How to complete this task =>
Up to and including the line with "Goal of this", repeat every line of the listing exactly, beginning at the first.

Supplied material =>
.....

PR #878, opened 2018-08-24
Reimplement wunit library

haydnKing:
Goal of this PR is to improve the wunit library and to increase test coverage, while keeping the external API (i.e. calls made by elements) as similar as possible.

Prior to this PR, wunit has 46.8% test code coverage with several known issues. The PR increases test coverage to 80.1%, with a roughly 700 line reduction in non-test code and supports considerably more units.

I deleted the README... is it worth writing a new one?


antha/anthalib/wunit/systemunits.go
```diff
@@ -0,0 +1,520 @@
+package wunit
+
+import "math"
+
+type unitDef struct {
```
msackman-synthace: Hmm, I'm not sure the `Def` suffix adds much. I would be happier with either `unit` and `derivedUnit` or `baseUnit` and `derivedUnit`

antha/anthalib/wunit/systemunits.go
```diff
@@ -0,0 +1,520 @@
...
+	Name             string
+	Symbol           string
+	SISymbol         string //the canonincal form for the unit which can include a prefix, defaults to Symbol
+	Prefixes         []string
+	ExponentMinusOne int //such that default exponent is one
```
msackman-synthace: I think the potential confusion added by the MinusOne is not justified by the loc saved, sorry.

antha/anthalib/wunit/systemunits.go
```diff
@@ -0,0 +1,520 @@
...
+	},
+}
+
+type derivedUnitDef struct {
+	Name             string
+	Symbol           string
+	Prefixes         []string
+	ExponentMinusOne int //such that default exponent is one
+	TargetSymbol     string
+	NewUnitInTargets float64
```
msackman-synthace: I don't think `Unit` is quite the right word. It's more "scaling factor when converting to Target". Maybe `TargetScale` ?

antha/anthalib/wunit/systemunits.go
```diff
@@ -0,0 +1,520 @@
...
+	"Volume": {
+		{
+			BaseSymbol: "L",
+			BaseTarget: "l",
+			Prefixes:   allPrefixes,
+		},
+	},
+	"Length": {
+		{
+			BaseSymbol: "\"",
```
msackman-synthace: you could use backticks and avoid the backslash in this case.

antha/anthalib/wunit/systemunits.go
```diff
@@ -0,0 +1,520 @@
...
+		{
+			Name:             "per hour",
+			Symbol:           "/h",
+			TargetSymbol:     "/s",
+			NewUnitInTargets: 1 / 3600.0,
+		},
+	},
+}
+
+type aliasDef struct {
```
msackman-synthace: I'm trying to figure out: "is it better to have a distinct mechanism for doing aliases, as you have here, or should the other unit types have a slice of Symbols to express aliases, rather than a single Symbol?". What do you think?

antha/anthalib/wunit/unit.go
```diff
@@ -0,0 +1,140 @@
...
+)
+
+// Unit everything we need to know about a unit to support it
+type Unit struct {
+	name       string   //common name for the unit
+	symbol     string   //symbol of the unit
+	base       string   //the SI unit for this dimension, or derived one if there isn't one
+	prefix     SIPrefix //the SI prefix which is applied to the symbol
+	multiplier float64  //value to multiply by to convert "symbol"s to "base", e.g. 60 for min (SI unit = s)
+	exponent   int      //the exponent for the prefix, 1 unless the prefix is inclided in a power, e.g. exponent=2 for "m^2"
```
msackman-synthace: 1. spelling - inclided
1. you write "exponent for the prefix", but then give an example where the exponent is of the unit, not the prefix. It feels like it's of the unit to me. Also, can this ever be negative? I presume it can - eg acceleration m.s^-2 ?

antha/anthalib/wunit/unit.go
```diff
@@ -0,0 +1,140 @@
...
+
+import (
+	"encoding/json"
+	"fmt"
+	"github.com/pkg/errors"
+	"math"
+)
+
+// Unit everything we need to know about a unit to support it
+type Unit struct {
```
msackman-synthace: Oh... why do we need a different set of structs to declare the definitions in then?

antha/anthalib/wunit/unit.go
```diff
@@ -0,0 +1,140 @@
...
+	symbol     string   //symbol of the unit
+	base       string   //the SI unit for this dimension, or derived one if there isn't one
+	prefix     SIPrefix //the SI prefix which is applied to the symbol
+	multiplier float64  //value to multiply by to convert "symbol"s to "base", e.g. 60 for min (SI unit = s)
+	exponent   int      //the exponent for the prefix, 1 unless the prefix is inclided in a power, e.g. exponent=2 for "m^2"
+}
+
+// MarshalJSON marshal the unit as a JSON string
+func (self *Unit) MarshalJSON() ([]byte, error) {
+	fmt.Println("MarshalJSON")
```
msackman-synthace: wot.

antha/anthalib/wunit/wunit.go
```diff
@@ -58,6 +58,9 @@ type PrefixedUnit interface {
 	BaseSISymbol() string
 	// returns conversion factor from *this* unit to the other
 	ConvertTo(pu PrefixedUnit) float64
+	// CompatibleWith returns true iff the PrefixedUnit can be converted to rhs
+	// if false then calling ConvertTo will cause a panic()
+	CompatibleWith(PrefixedUnit) bool
 }
```
msackman-synthace: Ok, I'm not sure I see the advantage of having a separate BaseUnit and PrefixedUnit - a BaseUnit is just a PrefixedUnit with a Prefix of 1. However, I can well imagine that fixing this would extend the scope of this PR substantially, so please push back on this if so.

antha/anthalib/wunit/unit.go
```diff
@@ -0,0 +1,140 @@
...
+
+	return self.BaseSIConversionFactor() / pu.BaseSIConversionFactor()
+}
+
+// CompatibleWith returns true if the units can be converted to the supplied units.
+// If this function returns false then calling ConvertTo with the same units will
+// case a panic
+func (self *Unit) CompatibleWith(pu PrefixedUnit) bool {
+	return self.base == pu.BaseSIUnit()
+}
```
msackman-synthace: Ok, so you have an API here with 2 methods - compatibleWith and convertTo, and to be safe, they always have to be called in that order one after another. So I would suggest it's much better to have a single API - convertTo that can return an error if they're not compatible. That way, no one can forget to call compatibleWith => a simpler and smaller API.

antha/anthalib/wunit/systemunits.go
```diff
@@ -0,0 +1,520 @@
...
+			if err := reg.DeclareDerivedUnit(mType, du.Name, du.Symbol, du.Prefixes, du.ExponentMinusOne+1, du.TargetSymbol, du.NewUnitInTargets); err != nil {
+				return err
+			}
+		}
+	}
+	return nil
+}
+
+var systemDerivedUnits = derivedUnitDefs{
+	"Concentration": {
```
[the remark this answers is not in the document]
msackman-synthace: @chr1sgrant I'd like to understand that last point better.

In my head, the system should work by internally always converting everything to the simplest possible unit, and then compatibility checking is trivial. Then, when you want to render a value as a string, you simply specify at that point in what units you want to render the value - i.e. you give the user the ability to specify how they want to see the value.

So when you write:
> The users have also professed a dislike of the system auto converting units so preferable if we can avoid that

I would like to better understand that.

target/mixer/marshal_plate_test.go
```diff
@@ -44,7 +44,7 @@ func TestMarshalPlateCSV(t *testing.T) {
 				`
 pcrplate_with_cooler,Input_plate_1,LiquidType,Vol,Vol Unit,Conc,Conc Unit
 A1,water,water,50,ul,0,g/l
-A4,tea,water,50,ul,10,mM/l
```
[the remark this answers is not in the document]
haydnKing: `mM` is still fully supported, it's now an alias for `mMol/l` which is the correct SI form

antha/anthalib/wunit/systemunits.go
```diff
@@ -0,0 +1,520 @@
...
+		{
+			Name:             "grams per mililitre",
```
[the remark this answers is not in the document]
haydnKing: fully agree this would be a nicer way of doing things, but we'd need a little more machinery to specify that "concentration" = (<any valid mass or molar amount> "/" <any valid volume>) or "X" or "v/v" or "w/v", so I figured it would be best to keep things simple to start with, particularly since we don't support "g.l^-1"

antha/anthalib/wunit/conversion.go
```diff
@@ -25,134 +25,73 @@ package wunit
...
-		fmt.Println("starting conc SI ", stockConc.SIValue(), " and target mass SI: ", targetmass.SIValue())
-
-	} else if stockConc.Unit().BaseSIUnit() == "kg/l" && targetmass.Unit().BaseSIUnit() == "kg" {
-		v = NewVolume(float64((targetmass.SIValue()/stockConc.SIValue())*1000000), "ul")
-		fmt.Println("starting conc SI ", stockConc.SIValue(), " and target mass SI: ", targetmass.SIValue())
-
-	} else if stockConc.Unit().BaseSIUnit() == "g/l" && targetmass.Unit().BaseSIUnit() == "g" {
-		v = NewVolume(float64((targetmass.SIValue()/stockConc.SIValue())*1000000), "ul")
-		fmt.Println("starting conc SI ", stockConc.SIValue(), " and target mass SI: ", targetmass.SIValue())
+	if gramsPerULitre, err := GetGlobalUnitRegistry().GetUnit("g/ul"); err != nil {
```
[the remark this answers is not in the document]
haydnKing: hmm, I'm happy to change this, but in general I don't think we should expect measurements to be in any particular units and should always use ConvertToString if we really want them to be in something specific

antha/anthalib/wunit/sort.go
```diff
@@ -104,22 +104,7 @@ func (cs concentrationSet) Swap(i, j int) {
...
-	if iSIValue == 0.0 {
-		return iSIValue < jSIValue
-	}
-
-	if jSIValue == 0.0 {
-		return iSIValue < jSIValue
-	}
-
-	return false
+	return cs[i].SIValue() < cs[j].SIValue()
```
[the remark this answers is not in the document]
haydnKing: I believe it is - `SortConcentrations` first checks that each concentration has the same base SI unit (it raises an error if there's a mixture of kg/l, Mol/l, X, for example), they SIValue() converts the value into the SI unit

antha/anthalib/wunit/systemunits.go
```diff
@@ -0,0 +1,520 @@
...
+			Symbol:           "m^2",
+			Prefixes:         allPrefixes,
+			ExponentMinusOne: 1,
+		},
+	},
+	"Temperature": {
+		{
+			Name:   "celsius",
+			Symbol: "℃",
+		},
```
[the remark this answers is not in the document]
haydnKing: nope, there are a bunch of aliases for this so it should function as before - "C", "˚C", and "°C" are accepted, see systemunits.go +482

antha/anthalib/wunit/systemunits.go
```diff
@@ -0,0 +1,520 @@
...
+			NewUnitInTargets: 3600.0,
+		},
+		{
+			Name:             "days",
+			Symbol:           "days",
+			TargetSymbol:     "s",
+			NewUnitInTargets: 86400.0,
+		},
+	},
+	"Angle": {
```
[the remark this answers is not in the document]
haydnKing: no, but we support can support it now, e.g.
```
reg := wunit.GetGlobalUnitRegistry()
ang, _ := reg.NewMeasurement(5.0, "degrees")
fmt.Println(ang)
inRad, _ := reg.NewMeasurement(ang.ConvertToString("rad"), "rad")
fmt.Println(inRad)
```
leads to
```
5 °
0.08726646259971647 rad
```

antha/anthalib/wunit/wunit.go
```diff
@@ -174,12 +170,19 @@ func (cm *ConcreteMeasurement) ConvertTo(p PrefixedUnit) float64 {
 	return cm.Unit().ConvertTo(p) * cm.RawValue()
 }
 
+// ConvertToString return the measurement to the units specified by symbol.
+// panic()s if symbol is not a known symbol
 func (cm *ConcreteMeasurement) ConvertToString(s string) float64 {
```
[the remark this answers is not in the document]
haydnKing: Yeah, agreed this is highly confusing but I think something that element writers are currently used to so I was reluctant to change it in this PR. Definitely something to change when we more completely change the wunit interface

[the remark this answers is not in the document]
msackman-synthace: Ok, can we at least introduce an alias then and mark ConvertToString as deprecated in comments and point them to the new method?

antha/anthalib/wunit/siprefix.go
```diff
@@ -26,20 +26,54 @@ import (
...
+}
+
+var longPrefixNames = map[string]string{
+	"y": "yocto",
+	"z": "zepto",
+	"a": "atto",
+	"f": "femto",
+	"p": "pico",
+	"n": "nano",
+	"u": "micro",
```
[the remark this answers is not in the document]
haydnKing: I chickend out and added a strings.Replace(unit, "μ", "u") in UnitRegistry - a bit manual but I think μ is enough of a special case that it's fairly OK

antha/anthalib/wunit/siprefix.go
```diff
@@ -26,20 +26,54 @@ import (
...
+	"h": "hecto",
+	"k": "kilo",
+	"M": "mega",
+	"G": "giga",
+	"T": "tera",
+	"P": "peta",
+	"E": "exa",
+	"Z": "zetta",
+	"Y": "yotta",
+}
```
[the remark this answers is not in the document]
haydnKing: 1) nope, it could be generated from the longPrefixNames or prefices
2) there was - the two character "da" would have broken the previous implementation, but I think it might be OK now
3) yup, agree that would be clearer
4) yeah true, or would a unit test be more efficient

I think it's fair to say `siunit` didn't get as much attention in this refactor as the rest of the lib, so probably worth revisiting

antha/anthalib/wunit/systemunits.go
msackman-synthace: Pffft. Switch to pointers. `map[string]*Unit` and then `for _, s := range unit.Symbols { unitsBySymbol[s] = unit }`

antha/anthalib/wunit/unit.go
haydnKing: 1. :sadface:
2. Hmm, I've not expressed this well, but what I mean is that `mm^2` is actually `(mm)^2`, not `m(m^2)`, so `1 mm^2` is `10^-6 m^2`

Undoubtedly there are examples where it would be negative, though since we currently only support one prefix (by which I mean when we add `m.s^-2` we automatically add `mm.s^-2`, but `m.ms^-2` would have to be added as a derived unit), I think we're unlikely to run into that case any time soon

antha/anthalib/wunit/systemunits.go
msackman-synthace: And even if you don't switch to pointers, I don't really think there's going to be a performance hit or memory explosion...

antha/anthalib/wunit/unit.go
haydnKing: oops.
(or was this wrt. the existence of the func?)

antha/anthalib/wunit/unit.go
haydnKing: they're shorthand for the calls to UnitRegistry.DeclareX, which define a bunch of units with different prefixes

antha/anthalib/wunit/unit.go
msackman-synthace: the `fmt.Println`.

antha/anthalib/wunit/wunit.go
haydnKing: Yeah, I really wanted to consolidate these, but feared it might get out of hand

antha/anthalib/wunit/unit.go
haydnKing: Yeah, totally agreed. Personally I think we should have
`func (self *Measurement) ConvertTo(pu PrefixedUnit) (*Measurement, error)`
so we 
1. can return an error instead of panic()
2. reduce confusion of what ConvertTo is actually doing
3. reduce chances of users operating directly with unitless floats

antha/anthalib/wunit/systemunits.go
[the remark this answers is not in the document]
chr1sgrant: I would consider the user's choice of dimension when specifying the measurement value to be an implicit choice really. I certainly wouldn't have thought you'd want to add parameters for the user to choose which unit should be returned in the vast majority of cases. 

I agree it would be reasonable to do so in the element if the context would make conversion to a particular unit sensible (say based on convention...i.e. ng/ul or fM for DNA concentrations or U/ml for enzyme activity). In terms of default behaviour though, probably the most reasonable thing would be to just round to the nearest prefix which would be greater than 1?

So if specifying 1ng/ul the system can auto convert to 1* 10e9 g/ul for some internal calculations,  and then convert back to 1ng/ul rather than returning 1* 10e9 g/ul later on.

antha/anthalib/wunit/siprefix.go
```diff
@@ -62,41 +106,6 @@ func SIPrefixBySymbol(symbol string) SIPrefix {
...
-func PrefixDiv(x string, y string) string {
-	// divide x by y, what do you get?
-
-	l1 := RoundInt(math.Log10(prefices[x].Value))
-	l2 := RoundInt(math.Log10(prefices[y].Value))
-	return ReverseLookupPrefix(l1 - l2)
-}
-
 // make the prefix structure
 func MakePrefices() map[string]SIPrefix {
```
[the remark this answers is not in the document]
chr1sgrant: I Agree with this; much clearer.

antha/anthalib/wunit/unit.go
chr1sgrant: I would prefer returning an error output and handling what to do upon error in elements

antha/anthalib/wunit/wdimension.go
```diff
@@ -202,74 +182,57 @@ func DivideConcentration(v Concentration, factor float64) (newconc Concentration
...
-
-	if math.IsNaN(factor) {
-		err = errors.Errorf("NaN value found dividing concentrations %s and %s", conc1.ToString(), conc2.ToString())
-		return
+	if conc2.IsZero() {
+		return 0, errors.Errorf("while dividing concentrations %s and %s: cannot divide by zero", conc1, conc2)
 	}
-
-	return factor, nil
+	return conc1.RawValue() / conc2.ConvertTo(conc1.Unit()), nil
```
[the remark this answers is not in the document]
chr1sgrant: It may be better to return the Inf or Nan in both cases rather than converting to zero, or returning a more specific error type ErrNan, ErrInf

antha/anthalib/wunit/wdimension.go
```diff
@@ -202,74 +182,57 @@ func DivideConcentration(v Concentration, factor float64) (newconc Concentration
...
 }
 
 // AddConcentrations adds a variable number of concentrations from an original concentration.
 // An error is returned if the concentration units are incompatible.
-func AddConcentrations(concs ...Concentration) (newconc Concentration, err error) {
+func AddConcentrations(concs ...Concentration) (Concentration, error) {
 
 	if len(concs) == 0 {
-		err = errors.Errorf("Array of concentrations empty, nil value returned")
+		return NewConcentration(0.0, "g/ul"), nil
```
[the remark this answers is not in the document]
haydnKing: Hmm, yeah a bit random I agree. There is a bit of a problem here in that you can't add the return value to a concentration in Mol/l, for example :/

antha/anthalib/wunit/wunit.go
msackman-synthace: I'm happy for this future step to just be recorded as a jira ticket so that it doesn't get lost.

antha/anthalib/wunit/conversion.go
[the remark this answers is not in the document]
haydnKing: oh, actually this is converted to g/ul because the final division is (g) / (g/ul) -> (ul)

antha/anthalib/wunit/unit.go
msackman-synthace: We're going to have to cope with making breaking changes to elements in general. So given that currently we don't have any ability to track via versions dependencies between elements and anthalib, we can't hope to do anything clever. So at a minimum, we need to figure out "how do we know if making this change breaks elements?", and if it does, then I suspect we'll have to introduce the new api regardless, and mark the old as deprecated, and come back to the issue once we have proper versioning in place.

antha/anthalib/wunit/systemunits.go
haydnKing: sigh, you're right

antha/anthalib/wunit/siprefix.go
```diff
@@ -22,114 +22,54 @@
...
-		prefix := SIPrefix{string(rune), math.Pow10(exponent)}
-		pref_map[string(rune)] = prefix
-		exponent += 1
-	}
-
-	exponent = 3
-
-	pfcs = "kMGTPEZY"
+var (
+	Yocto = newPrefix("y", "yocto", 1e-24)
```
msackman-synthace: I would probably add a comment here saying something like "keep these in order from smallest to largest as we rely on Go evaluating these in declaration order - see https://golang.org/ref/spec#Package_initialization "

antha/anthalib/wunit/unit.go
```diff
@@ -99,18 +99,18 @@ func (self *Unit) BaseSISymbol() string {
 
 // ConvertTo get the conversion factor between this unit and pu.
 // This function will call panic() if pu is not compatible with this unit, see CompatibleWith
```
msackman-synthace: comment needs correcting.

antha/anthalib/wunit/unit.go
```diff
@@ -99,18 +99,18 @@ func (self *Unit) BaseSISymbol() string {
...
+		return 0.0, errors.Errorf("cannot convert units: base units for %s and %s do not match: %s != %s", self.PrefixedSymbol(), pu.PrefixedSymbol(), self.base, pu.BaseSISymbol())
 	}
 
-	return self.BaseSIConversionFactor() / pu.BaseSIConversionFactor()
+	return self.BaseSIConversionFactor() / pu.BaseSIConversionFactor(), nil
 }
 
 // CompatibleWith returns true if the units can be converted to the supplied units.
 // If this function returns false then calling ConvertTo with the same units will
 // case a panic
```
msackman-synthace: comment needs correcting 2.

antha/anthalib/wunit/siprefix.go
haydnKing: I added comment, though I don't think we currently *rely* on SIPrefix being in order, but it would be a bit daft if it wasn't

haydnKing:
I think this is ready for another attempt to merge
@chr1sgrant one side effect of this change is that units which were previously automatically converted (e.g. we used to convert "ng/ul" into "mg/l") are no longer converted automatically. I've already fixed the test bundles so that Liquid names match up, can you think of any other potential effects of this change?

msackman-synthace:
Ok, I don't like ConvertTo and ConvertToByString - the naming annoys me and gives no clue that their return types are so different. Ultimately, I think ConvertToByString will completely go away - that functionality is probably not necessary long term, but I accept now isn't the moment to address this.

To my mind, ConvertTo -> AsFloatWithUnit and then ConvertToByString -> RemeasureWithUnit is clearer.

antha/anthalib/wunit/unitfromstring_test.go
```diff
@@ -35,213 +34,194 @@ type unitFromStringTest struct {
...
+			ComponentNameOnly: "(1X)",
+		},
+	}.Run(t)
 }
 
-func TestParseVolume(t *testing.T) {
+type volTest struct {
+	VolString string
+	Volume    Volume
+	Error     bool
```
msackman-synthace: hi!

antha/anthalib/wunit/unitregistry.go
```diff
@@ -0,0 +1,227 @@
...
+	}
+}
+
+// DeclareUnit add a unit to the registry, as well as corresponding entries for valid prefixes
+// If validPrefixes is zero length, only the base symbol will be added
+func (self *UnitRegistry) DeclareUnit(measurementType, name, baseSymbol, SISymbol string, validPrefixes []SIPrefix, exponent int) error {
+	self.mutex.Lock()
+	defer self.mutex.Unlock()
+	if len(validPrefixes) == 0 {
+		validPrefixes = []SIPrefix{None} //if no prefixes specified, only add default
```
msackman-synthace: I don't really like this. I would prefer a simpler rule, like "None is always added".

antha/anthalib/wunit/unitregistry.go
```diff
@@ -0,0 +1,227 @@
...
+// This is expected to be used when there are multiple convensions for writing a unit, for example
+//   reg.DeclareAlias("volume", "L", "l", SIPrefixes)
+// will lead to all units with "L" (e.g. "uL", "mL") being converted to "l" (e.g. "ul", "ml", etc).
+// If validPrefixes is zero length, only the base symbol will be added
+// Note there is no value scaling, for that see DeclareDerivedUnit
+func (self *UnitRegistry) DeclareAlias(measurementType, baseSymbol, baseTarget string, validPrefixes []SIPrefix) error {
+	self.mutex.Lock()
+	defer self.mutex.Unlock()
+	if len(validPrefixes) == 0 {
+		validPrefixes = []SIPrefix{None} //if no prefixes specified, only add default
```
msackman-synthace: same in here.

antha/anthalib/wunit/wdimension_test.go
```diff
@@ -0,0 +1,700 @@
...
+
+type TestFn func(*testing.T, Measurement)
+
+type NewMeasurementTest struct {
+	Value            float64
+	Unit             string
+	ExpectedSIValue  float64
+	ExpectedBaseUnit string
+	ExpectedPrefix   string
+	ExpectError      bool
```
msackman-synthace: Amazing! ... except looking at how this is used in Run, this is more ExpectPanic, not ExpectError

antha/anthalib/wunit/wdimension.go
```diff
@@ -24,40 +24,38 @@ package wunit
...
+	if value, err := GetGlobalUnitRegistry().NewMeasurement(value, unit); err != nil {
+		panic(err)
+	} else {
+		return value
+	}
+}
 
 // length
 type Length struct {
 	*ConcreteMeasurement
```
msackman-synthace: I have to say, this feels deeply dodgy to me - I don't think I've ever seen a case where you really want to store a pointer within value types. It means if you do

```
a := ZeroLength()
b := a
b.Incr(3) // let's pretend this works
```

At this point you would still have `a == b`.

I can believe that maybe there are good reasons why it's been done this way. But it looks spooky to me...
I think if this changed, you could then drop stuff like CopyVolume...

antha/anthalib/wunit/wdimension.go
```diff
@@ -156,23 +139,16 @@ func DivideVolume(v Volume, factor float64) (newvolume Volume) {
...
-		return
+	if vol2.IsZero() {
+		return 0, errors.Errorf("while dividing volume %s by %s: cannot divide by zero", vol1, vol2)
 	}
 
-	return factor, nil
+	return vol1.SIValue() / vol2.SIValue(), nil
 }
 
 func (c Concentration) Dup() Concentration {
```
msackman-synthace: There's Copy... and Dup?!! :(

antha/anthalib/wunit/wunit.go
```diff
@@ -71,26 +57,24 @@ type Measurement interface {
...
+	InUnit(p PrefixedUnit) (Measurement, error)
+	// InStringUnit wrapper for InUnit which fetches the unit from the global UnitRegistry
+	InStringUnit(symbol string) (Measurement, error)
+	// ConvertToString deprecated, please use ConvertTo or InStringUnit
 	ConvertToString(s string) float64
-	// add to this measurement
+	// AddTo add to this measurement
+	AddTo(m Measurement) error
+	// SubtractFrom subtract from this measurement
+	SubtractFrom(m Measurement) error
```
msackman-synthace: I thought we'd discussed this and felt that `IncrBy` and `DecrBy` were the way to go. Did that get vetoed?

antha/anthalib/wunit/wdimension.go
msackman-synthace: (totally happy for this to be out of scope for this PR)

antha/anthalib/wunit/README
```diff
@@ -1,47 +0,0 @@
-Units and measurements:
```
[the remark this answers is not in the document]
msackman-synthace: (having looked further, this is actually plenty, so resolving this)

antha/anthalib/wunit/unitregistry.go
haydnKing: I had this previously and something went awry with it... but I can't remember what... I'll have a look

antha/anthalib/wunit/wdimension.go
haydnKing: Yeah, I agree this is pretty spooky - I've also been confused several times that our static types don't appear to be pointers, but actually are... I think this is out of scope though, happy to open a ticket to review static types

antha/anthalib/wunit/wunit.go
haydnKing: Oh, yeah, we did agree that. My monkey brain must have forgotten :( Shouldn't be too big of a change

antha/anthalib/wunit/sort_test.go
```diff
@@ -0,0 +1,214 @@
...
+
+import (
+	"testing"
+)
+
+// SortTest this is used to test both SortConcentrations and SortVolumes with only
+// a little code duplication
+type SortTest struct {
+	Name  string
+	Input []interface{}
```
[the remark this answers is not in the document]
haydnKing: have done this because I agree this is cleaner, but it did cost some loc with validate (some of which I think could be recouped with some advanced use of reflection, but meh), and also in the struct initialisation... probably acceptable though

antha/anthalib/wunit/wdimension.go
haydnKing: Yeah... looks like Volume.Dup and CopyVolume are used with about the same frequency, while CopyConcentration is more common the Concentration.Dup
Could fix this, but it's gonna touch a whole load of extra files :-/

msackman-synthace: Maybe mark one as deprecated in a comment then to try and force people to migrate?

antha/anthalib/wunit/sort_test.go
```diff
@@ -19,200 +19,224 @@ func (self *SortTest) unexpectedError(err error) bool {
...
-		test.RunVolumes(t)
-	}
-}
 func TestSortConcentrations(t *testing.T) {
-	SortTests{
+	ConcentrationSortTests{
 		{
-			Name: "simple test",
-			Input: []interface{}{
+			SortTest: SortTest{
```
msackman-synthace: Damn, I didn't think this was necessary - I thought you could just inline it all, but having played around, I can see you do have to do all this too. That is very annoying - slightly regretting asking you for this change now. Sorry.

antha/anthalib/wunit/wdimension.go
haydnKing: Ok, marking the Dups as deprecated, then at least it's the same form as AddVolumes etc

antha/anthalib/wunit/sort_test.go
haydnKing: np, if i'd realised it was gonna be quite so long i'd have pushed back, but I think it's a better pattern in general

.....

Response to this task =>
PR #878, opened 2018-08-24
Reimplement wunit library

haydnKing:
Goal of this PR is to improve the wunit library and to increase test coverage, while keeping the external API (i.e. calls made by elements) as similar as possible.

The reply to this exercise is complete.